Issue #15342, opened 2022-11-30
Gradle task ":vaadinPrepareFrontend" does not cache results


valentin-ricard:
### Describe the bug

The ":vaadinPrepareFrontend" does not cache if the source and dependencies did not change, causing increasingly long compile times on incremental builds on another project.

This shows when running the build with the `--info` flag:
```log
Task ':projectName:vaadinPrepareFrontend' is not up-to-date because:
  Task has not declared any outputs despite executing actions.
```

### Expected-behavior

When running successive builds without changing a file, the output of ":vaadinPrepareFrontend" is identical, so there is no need to execute it twice.

### Reproduction

 - Have two Vaadin applications in the same multimodule Gradle project
 - Execute two successive build commands on the project root (the default when using IntelliJ)
 - See that the ":vaadinPrepareFrontend" command is not "UP-TO-DATE" even if the files did not change

### System Info

Windows 10, Java 17, Vaadin 23.2.0
Gradle:
- Version: 7.4
- Vaadin plugin version: 23.2.0
- Build cache: Disabled
- Config cache: Disabled
- Parallel builds: Disabled

FritjofH:
This would be great to get done. It would be an improvement for sure, and with all the improvements done to caching in Gradle 8 which just released this makes sense.

tarekoraby:
No work has been started on this yet, but we are currently _considering_ adding support for this functionality soon (which would be released with Vaadin 24.2, currently scheduled for September 2023).

steve-todorov:
@tarekoraby many thanks for your reply! Are there any plans for implementing cache in `vaadinBuildFrontend` as well or only the `vaadinPrepareFrontedn` task?

tarekoraby:
I see adding caching support to `vaadinBuildFrontend` as less of an impactful enhancement since it is only used for creating production builds, which are relatively infrequently created and are usually not time-critical. Conversely, `vaadinPrepareFrontend` affects both development and production builds. So, we will prioritize the latter for now. (of course, if there is a way to address both tasks in one go during implementation, we should consider it). 

cc @mshabarov

benstpierre:
This would be an extremely valuable feature for us as we migrate our app to Gradle.  I might ping expert chat about this as well.

mshabarov:
[...]

PR #17150, opened 2023-06-29
feat: Incremental Gradle builds for vaadinPrepareFrontendTask

mshabarov:
## Description

Defines the input and outputs for `vaadinPrepareFrontendTask` of Vaadin Gradle plugin making it possible to skip the task if inputs and outputs are not changed, giving `UP-TO-DATE` result, according to [incremental builds feature](https://docs.gradle.org/current/userguide/incremental_build.html#incremental_build)

Inputs are:
- path to Node.js executable
- path to npm/pnpm executable
- configuration parameters, defined in [VaadinFlowPluginExtension](https://github.com/vaadin/flow/blob/main/flow-plugins/flow-gradle-plugin/src/main/kotlin/com/vaadin/gradle/VaadinFlowPluginExtension.kt)

Outputs are:
- `package.json`, `vite.config.js` and other files generated by Vaadin in the root of the project and in the frontend folder
- frontend folder, including generated folder

according to a prepareFrontend definition here https://github.com/vaadin/flow/blob/04a69001101aec44cb43f190ca91b4b4d1491dcf/flow-plugins/flow-plugin-base/src/main/java/com/vaadin/flow/plugin/base/BuildFrontendUtil.java#L148

How to test:
- in Flow:
`git checkout cache-prepare-frontend`
`mvn clean install -DskipTests`
`cd flow-plugins/flow-gradle-plugin`
`./gradlew clean build publishToMavenLocal -x functionalTest`
- in base-starter-gradle:
add the following to `build.gradle`
```
buildscript {
    repositories {
        mavenLocal()
        ...
    }
}

repositories {
    mavenLocal()
    ...
}
```
add the following to `gradle.properties`
```
vaadinVersion=24.2-SNAPSHOT
```
run `./gradlew clean vaadinPrepareFrontend --info`

*Open questions*:
- currently there is no input or output corresponding to changes in classpath (e.g. when a JAR dependency is added, e.g. add-on or reused theme), so that the `TaskCopyFrontendFiles` might be skipped, because the whole prepare-frontend is skipped as it doesn't see changes in classpath. Not sure if it's an issue, because in dev mode this is triggered by `DevModeInitializer` and in prod mode with the `build-frontend`.
- probably it's better to remove `@CacheableTask` for V24.2 (replace it with `@DisableCachingByDefault`) and let developers enable caching manually. The way how to disable caching for a task is described [here](https://docs.gradle.org/7.6.1/userguide/more_about_tasks.html#sec:disable-state-tracking), but I couldn't make it work neither with `tasks.register` nor with `tasks.findByName` so far -> needs more testing and we have to suggest developers how to disable caching in case if Gradle false thinks that its up-to-date when it's not.
- no tests so far

Fixes https://github.com/vaadin/flow/issues/15342

## Type of change

- [ ] Bugfix
- [x] Feature

## Checklist


flow-plugins/flow-gradle-plugin/src/main/kotlin/com/vaadin/gradle/VaadinPrepareFrontendTask.kt
```diff
@@ -18,20 +18,45 @@ package com.vaadin.gradle
...
 public open class VaadinPrepareFrontendTask : DefaultTask() {
 
+    private val extension: VaadinFlowPluginExtension
+
+    /**
+     * Defines an object containing all the inputs of this task.
+     */
+    @Nested
+    public open fun getTaskInputProperties(): PrepareFrontendInputProperties? {
+        return PrepareFrontendInputProperties(project)
```
mcollovati, line 44: The `getTaskInputProperties()` method is called multiple times. We can perhaps introduce a `PrepareFrontendInputProperties` field and instantiate it in the `init` block.

flow-plugins/flow-gradle-plugin/src/main/kotlin/com/vaadin/gradle/VaadinPrepareFrontendTask.kt
```diff
@@ -18,20 +18,45 @@ package com.vaadin.gradle
...
+    }
+
+    /**
+     * Defines an object containing all the outputs of this task.
+     */
+    @Nested
+    public open fun getTaskOutputProperties(): PrepareFrontendOutputProperties? {
+        return PrepareFrontendOutputProperties(project)
```
mcollovati, line 52: The `getTaskOutputProperties()` method is called multiple times. We can perhaps introduce a `PrepareFrontendOutputProperties` field and instantiate it in the `init` block.

flow-plugins/flow-gradle-plugin/src/main/kotlin/com/vaadin/gradle/PrepareFrontendOutputProperties.kt
```diff
@@ -0,0 +1,86 @@
...
+    @OutputDirectory
+    public fun getFrontendDirectory(): File {
+        return extension.frontendDirectory
+    }
+
+    @OutputDirectory
+    public fun getGeneratedTsFolder(): File {
+        return extension.generatedTsFolder
+    }
+}
```
mcollovati, line 86: newline missing
```suggestion
}

```

flow-plugins/flow-gradle-plugin/src/main/kotlin/com/vaadin/gradle/PrepareFrontendInputProperties.kt
```diff
@@ -0,0 +1,259 @@
...
+            FrontendUtils.getVaadinHomeDirectory()
+                .absolutePath
+        }
+        settings.nodeDownloadRoot = URI(extension.nodeDownloadRoot)
+        settings.isForceAlternativeNode = extension.requireHomeNodeExec
+        settings.isUseGlobalPnpm = extension.useGlobalPnpm
+        settings.isAutoUpdate = extension.nodeAutoUpdate
+        return FrontendTools(settings)
+    }
+}
```
mcollovati, line 259: newline missing 
```suggestion
}

```

mcollovati (changes requested):

mcollovati:
> currently there is no input or output corresponding to changes in classpath (e.g. when a JAR dependency is added, e.g. add-on or reused theme), so that the TaskCopyFrontendFiles might be skipped, because the whole prepare-frontend is skipped as it doesn't see changes in classpath. Not sure if it's an issue, because in dev mode this is triggered by DevModeInitializer and in prod mode with the build-frontend.

The `GradlePluginAdapter` has a `getJarFiles()` method that could probably be used as `@Input` to track dependencies changes. But, as commented earlier, it may not be worth it, since the `TaskCopyFrontendFiles` is executed anyway. 

> probably it's better to remove @CacheableTask for V24.2 (replace it with @DisableCachingByDefault) and let developers enable caching manually. The way how to disable caching for a task is described [here](https://docs.gradle.org/7.6.1/userguide/more_about_tasks.html#sec:disable-state-tracking), but I couldn't make it work neither with tasks.register nor with tasks.findByName so far -> needs more testing and we have to suggest developers how to disable caching in case if Gradle false thinks that its up-to-date when it's not.

It seems to me that the cache annotations are not influencing the `up-to-date` state.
___
▸ What the task asks
Using the material, show each line where the string "getTaskOutputProperties" can be found.

▸ Solution for this exercise
+    public open fun getTaskOutputProperties(): PrepareFrontendOutputProperties? {
mcollovati, line 52: The `getTaskOutputProperties()` method is called multiple times. We can perhaps introduce a `PrepareFrontendOutputProperties` field and instantiate it in the `init` block.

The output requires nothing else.